[Exercise requirements] From the records below, please repeat exactly the line that has "PR #160, opened 2025-10-25", the line that has "the same order.", and every line between them, and nothing else.

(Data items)
══════════════════════════════
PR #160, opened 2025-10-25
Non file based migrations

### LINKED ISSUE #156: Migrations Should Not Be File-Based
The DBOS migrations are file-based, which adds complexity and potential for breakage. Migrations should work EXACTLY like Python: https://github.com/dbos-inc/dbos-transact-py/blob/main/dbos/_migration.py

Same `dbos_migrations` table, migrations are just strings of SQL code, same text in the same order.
══════════════════════════════
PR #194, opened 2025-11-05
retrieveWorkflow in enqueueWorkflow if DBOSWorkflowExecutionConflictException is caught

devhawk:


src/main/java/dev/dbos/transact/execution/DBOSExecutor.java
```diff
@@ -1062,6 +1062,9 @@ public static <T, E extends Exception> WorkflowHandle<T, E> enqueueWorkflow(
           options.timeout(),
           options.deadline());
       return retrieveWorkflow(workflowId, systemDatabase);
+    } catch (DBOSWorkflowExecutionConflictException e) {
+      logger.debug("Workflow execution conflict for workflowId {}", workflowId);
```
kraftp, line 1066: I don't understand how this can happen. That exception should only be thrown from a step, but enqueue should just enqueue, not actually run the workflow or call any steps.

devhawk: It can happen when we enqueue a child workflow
══════════════════════════════
[Solution to this exercise]
PR #160, opened 2025-10-25
Non file based migrations

### LINKED ISSUE #156: Migrations Should Not Be File-Based
The DBOS migrations are file-based, which adds complexity and potential for breakage. Migrations should work EXACTLY like Python: https://github.com/dbos-inc/dbos-transact-py/blob/main/dbos/_migration.py

Same `dbos_migrations` table, migrations are just strings of SQL code, same text in the same order.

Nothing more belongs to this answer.